The distribution of this press release may be subject to specific regulations in certain countries. Consequently, persons physically present in these countries and in which the press release is disseminated, published or distributed shall inform themselves about and comply with these laws and regulations.

This press release may not be published, communicated, transmitted or distributed, directly or indirectly, in the United States of America, Australia, Canada or Japan.

Bryan Garnier Securities (the " Global Coordinator ") is acting exclusively for Claranova and no one else in connection with the offer of new shares and will not regard any other person as their respective clients and will not be responsible to anyone other than Claranova for providing the protections afforded to their respective clients in connection with any offer of new shares of Claranova or otherwise, nor for providing any advice in relation to the offer of new shares, the content of this press release or any transaction, arrangement or other matter referred to herein.

In connection with the offering of ordinary shares of Claranova, the Global Coordinator, as well as any of its affiliates, may acquire ordinary shares for their own account and in such capacity hold, acquire, dispose of or offer to dispose of for their own account such shares and any other securities of Claranova or related investments in connection with the offering of ordinary shares of Claranova or otherwise. Accordingly, references in the Prospectus to the new ordinary shares being issued, offered, subscribed, acquired, placed or otherwise dealt in should be read as including any issue or offer to, or subscription, acquisition, placing or dealing by the Global Coordinator and any of its affiliates acting in such capacity. In addition the Global Coordinator may enter into financing arrangements (including swaps or contracts for differences) with investors in connection with which they may from time to time acquire, hold or dispose of securities. It does not intend to disclose the extent of any such investment or transactions otherwise than in accordance with any legal or regulatory obligation to do so.
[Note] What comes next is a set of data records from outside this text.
Issue #599, opened 2016-05-13
sort-comp: Consider separating static fields & instance fields into separate groups


rapilabs:
Currently sort-comp asks me to place instance fields after methods in my class.  It's conventional to place instance fields above the constructor, underneath static fields.

Possibly also consider allowing static fields be grouped separately from static methods.

ljharb:
I'd expect static fields and static methods to both be the last items in the class body, after everything instance-related is done - although I agree that instance fields could belong above the constructor.

leonid-bauxy:
I've decided to take a stab at this and wonder how exactly do you guys see this work?

So far i've come up with an `instance-properties` keyword, which would **not** include arrow functions, only properties. So the default order would be:

```js
[
    'static-methods',
    'instance-properties',
    'lifecycle',
    'everything-else',
    'render'
]
```

Would this be alright with you?

le0nik:
I tried to add this feature with this PR: https://github.com/yannickcr/eslint-plugin-react/pull/685.

Will gladly take suggestions and feedback on it.

yannickcr:
Also, to continue in this direction, it could be good to have separate groups for `static-method`, `static-properties`, `instance-methods` and `instance-properties`.

le0nik:
@yannickcr I like it, but it raises a couple of questions:

1. What would be considered `instance-methods` and `static-methods`? Would they be just arrow function properties or also regular functions?

Statics fields:

```js
class Hello extends React.Component {
  static displayName = 'Hello'; // static-properties
  static fetch() {} // static-methods
  static process = () => {} // static-methods ?
}
```

Instance fields:

```js
class Hello extends React.Component {
  count = 0; // instance-properties
  handleClick = () => {} //  instance-methods
  renderSeciton() {} // instance-methods ?
}
```

I think it should be consistent for both `static-methods` and `instance-methods` `methods`, but then `renderSection` in the example above would be semantically incorrect, because it wouldn't be an **instance** method.

2. Is it possible to combine methods and properties in configuration to allow users to mix them up by default?

Right now `static-methods` allows this:

```js
class Hello extends React.Component {
  static prop1 = 'Hello';
  static fetch() {}
  static prop2 = 'Bye';
}
```

but configuration like this wouldn't allow this and users wouldn't be able to go back to the way it was before without applying codemod:

```js
[
  'static-properties',
  'static-methods'
]
```

Thoughts?

ljharb:
[...]

PR #685, opened 2016-07-17
Add instance-properties group to sort-comp. Issue #599.

le0nik:
Relevant issue: https://github.com/yannickcr/eslint-plugin-react/issues/599

It's a common convention to have instance properties on top(right below the static properties/methods), like this:

``` js
  static displayName = 'Hello';

  count = 0;

  componentDidMount() {
    // ...
  }

  handleClick = () => {
    this.count += 1;
    // ...
  }

  render() {
    // ...
  }
}
```

Right now `sort-comp` rule doesn't allow that and wants `count` to be below `componentDidMount`, unless you specify it by name in the configuration.

This PR's aim is to allow placing instance properties separately.

The default configuration is not changed.

### DIFF
--- a/docs/rules/sort-comp.md
+++ b/docs/rules/sort-comp.md
@@ -9,9 +9,10 @@ When creating React components it is more convenient to always follow the same o
 With default configuration the following organisation must be followed:
 
   1. static methods and properties
-  2. lifecycle methods: `displayName`, `propTypes`, `contextTypes`, `childContextTypes`, `mixins`, `statics`,`defaultProps`, `constructor`, `getDefaultProps`, `getInitialState`, `state`, `getChildContext`, `componentWillMount`, `componentDidMount`, `componentWillReceiveProps`, `shouldComponentUpdate`, `componentWillUpdate`, `componentDidUpdate`, `componentWillUnmount` (in this order).
-  3. custom methods
-  4. `render` method
+  2. instance properties
+  3. lifecycle methods: `displayName`, `propTypes`, `contextTypes`, `childContextTypes`, `mixins`, `statics`,`defaultProps`, `constructor`, `getDefaultProps`, `getInitialState`, `state`, `getChildContext`, `componentWillMount`, `componentDidMount`, `componentWillReceiveProps`, `shouldComponentUpdate`, `componentWillUpdate`, `componentDidUpdate`, `componentWillUnmount` (in this order).
+  4. custom methods
+  5. `render` method
 
 The following patterns are considered warnings:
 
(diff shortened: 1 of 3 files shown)


ljharb:
Allowing it to be configurable is excellent. However, changing the default order makes it a breaking change. Should this preserve the default order, and be semver-minor, and change the default later?

le0nik:
@ljharb I've reverted the default order. My initial way of thinking was that this change could be part of `6.0.0`, considering that it's in `alpha` now.

ljharb:
That's a fair point. @yannickcr should weigh in on that.

yannickcr:
Since `6.0.0` is imminent we could do this, but I don't know if it is a good thing to force instance properties on top in the default configuration.

What is the most common order used by React users here?

ljharb:
Instance properties are still stage 1, so we don't use them yet at Airbnb. However, since instance properties run almost as if they were in the constructor, i think they absolutely should all be placed just like the constructor - at the top.

kylpo:
This has become a common pattern for the react community, and one that I would certainly like to enforce in my projects. Mind taking another look at this and weighing in on why it is not accepted? (other than the conflicts to be resolved now)

docs/rules/sort-comp.md
```diff
@@ -9,9 +9,10 @@ When creating React components it is more convenient to always follow the same o
 With default configuration the following organisation must be followed:
 
   1. static methods and properties
-  2. lifecycle methods: `displayName`, `propTypes`, `contextTypes`, `childContextTypes`, `mixins`, `statics`,`defaultProps`, `constructor`, `getDefaultProps`, `getInitialState`, `state`, `getChildContext`, `componentWillMount`, `componentDidMount`, `componentWillReceiveProps`, `shouldComponentUpdate`, `componentWillUpdate`, `componentDidUpdate`, `componentWillUnmount` (in this order).
-  3. custom methods
-  4. `render` method
+  2. instance properties
```
lencioni: It looks like this documentation needs to be updated, since the default order has not been modified yet.

It would be nice to open a PR that updates the default and documentation that we could bring in as part of v7.0.0.

klimashkin:
Public Class Fields are on stage 2 already, why it still hasn't been merged into `7.x`?...

ljharb:
@klimashkin this needs reviews from more collabs first.

Separately, stage 3 is the time when it's safe to start using a feature, so that's when it will become critical to be supported here.

noahbenham:
Class fields is now a [stage 3 proposal](https://github.com/tc39/proposals). Happy to contribute if this needs someone else to take it on.

ljharb:
Unfortunately @le0nik deleted their fork, so this PR can never land.

PR #1942, opened 2018-08-16
Extract defaultProps detection

alexzherdev:


lib/util/Components.js
```diff
@@ -696,7 +697,9 @@ function componentRule(rule, context) {
   const ruleInstructions = rule(context, components, utils);
   const updatedRuleInstructions = util._extend({}, ruleInstructions);
   const propTypesInstructions = propTypes(context, components, utils);
-  const allKeys = new Set(Object.keys(detectionInstructions).concat(Object.keys(propTypesInstructions)));
+  const defaultPropsInstructions = defaultProps(context, components, utils);
+  const allKeys = new Set(Object.keys(detectionInstructions).concat(Object.keys(propTypesInstructions))
+    .concat(Object.keys(defaultPropsInstructions)));
```
ljharb: this doesn't need to be two concat calls, it can be `arr1.concat(arr2, arr3)`

lib/util/defaultProps.js
```diff
@@ -0,0 +1,264 @@
...
+      return;
+    }
+
+    if (defaultProps === 'unresolved') {
+      markDefaultPropsAsUnresolved(component);
+      return;
+    }
+
+    const defaults = component.defaultProps || {};
+    const newDefaultProps = defaultProps.reduce((acc, prop) => {
```
ljharb: let's use the `object.fromentries` package here.

lib/util/Components.js
alexzherdev: Oh 🤦‍♂️

alexzherdev:
@ljharb FYI I have a final refactoring ready but blocked by this, which is to extract `isRequired` detection from `default-props-match-prop-types` and `require-default-props` and make it part of the propTypes detection.
This will be a huge win since this is what will enable these two rules to migrate to the common detection.

lib/rules/require-default-props.js
```diff
@@ -369,9 +310,8 @@ module.exports = {
     return {
       MemberExpression: function(node) {
         const isPropType = propsUtil.isPropTypesDeclaration(node);
-        const isDefaultProp = propsUtil.isDefaultPropsDeclaration(node);
 
-        if (!isPropType && !isDefaultProp) {
+        if (!isPropType) {
```
ljharb: i'm a bit confused why the previous propTypes refactor didn't remove `isPropType`, but this defaultProps refactor is able to remove `isDefaultProp`. can you elaborate?

alexzherdev: Sure.

The first extraction was based on two other rules that had the most comprehensive detection functionality. However, `isRequired` detection, which is necessary for the two rules in this current PR, was not part of it. I could have added it there, but that would have blown up an already big PR.

But it is coming in the follow-up PR I mentioned above. I just didn’t want to combine it with this one, again, to keep them focused and manageable in size.

See https://github.com/alexzherdev/eslint-plugin-react/commit/438c06e3f0d71d32123583121d8c3cd8bce7cd62 and https://github.com/alexzherdev/eslint-plugin-react/commit/2d1243247c9a3b6c3cd1346d6fc74cac85947ad4 for an exclusive peek 😄

ljharb: ah ok, gotcha. so all the isPropType stuff will be able to be removed in a followup.

ljharb:
Will merge later today if no objections.

PR #1945, opened 2018-08-18
Add state-in-constructor rule

### LINKED ISSUE #1810: Rule suggestion: no-state-in-constructor
**INCORRECT**
```javascript
  constructor(props) {
    super(props);

    this.state = {
      counter: props.initialValue
    };
  }
}
```

**CORRECT**
```javascript
  state = {
    counter: this.props.initialValue
  };
}
```

**Why?**
It may reduce boilerplate by not having to define a constructor just for initializing the state. 

What do you think about this?

lukyth:
This will resolve #1810. Comments are very welcomed. 😃


lib/rules/state-in-constructor.js
```diff
@@ -0,0 +1,59 @@
...
+            message: 'State initialization should be in a constructor'
+          });
+        }
+      },
+      AssignmentExpression(node) {
+        if (
+          option === 'never' &&
+          node.left.object.type === 'ThisExpression' &&
+          node.left.property.name === 'state' &&
+          node.parent.parent.parent.parent.kind === 'constructor' &&
```
alexzherdev: This is a bit brittle: assignment could be nested in other nodes (e.g. if conditions) in which case this sequence will not work. This should either be traversing parents in a loop, or scopes like https://github.com/yannickcr/eslint-plugin-react/blob/master/lib/rules/no-unused-prop-types.js#L264 (although not sure which one is better)

lib/rules/state-in-constructor.js
```diff
@@ -0,0 +1,59 @@
...
+          utils.isES6Component(node.parent.parent.parent.parent.parent.parent)
```
alexzherdev: Same here, but in this case maybe `utils.getParentES6Component` would work

lib/rules/state-in-constructor.js
```diff
@@ -0,0 +1,59 @@
...
+          context.report({
+            node,
+            message: 'State initialization should be in a constructor'
+          });
+        }
+      },
+      AssignmentExpression(node) {
+        if (
+          option === 'never' &&
+          node.left.object.type === 'ThisExpression' &&
```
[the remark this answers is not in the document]
ljharb: Let's try to add a test case that would fail here.

lib/rules/state-in-constructor.js
ljharb: Let's try to add a test case that would fail here.

lukyth:
@alexzherdev @ljharb Thank you so much for your reviews! I've addressed all of them with these commits 81d0e8b...b1024c0. Could you please check them out?

I also removed some test cases which I think are redundant (81d0e8b). I'm not sure if that's the right call. If you guys don't think so then I can bring them back.

krawaller:
Just to inject some energy, this looks sweet! Good work @lukyth! :)

lukyth:
Anything I can do to get this merged?

lukyth:
@EvHaus I've added this rule to the list in `README.md` (9415814). Sorry it took me so long. I just saw your comment here.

Neither the Global Coordinator, nor any of their respective directors, officers, employees, advisers or agents, accepts any responsibility or liability whatsoever for or makes any representation or warranty, express or implied, as to the truth, accuracy or completeness of the information in this press release (or whether any information has been omitted from the announcement) or any other information relating to Claranova, its subsidiaries or associated companies, whether written, oral or in a visual or electronic form, and howsoever transmitted or made available or for any loss howsoever arising from any use of this announcement or its contents or otherwise arising in connection therewith.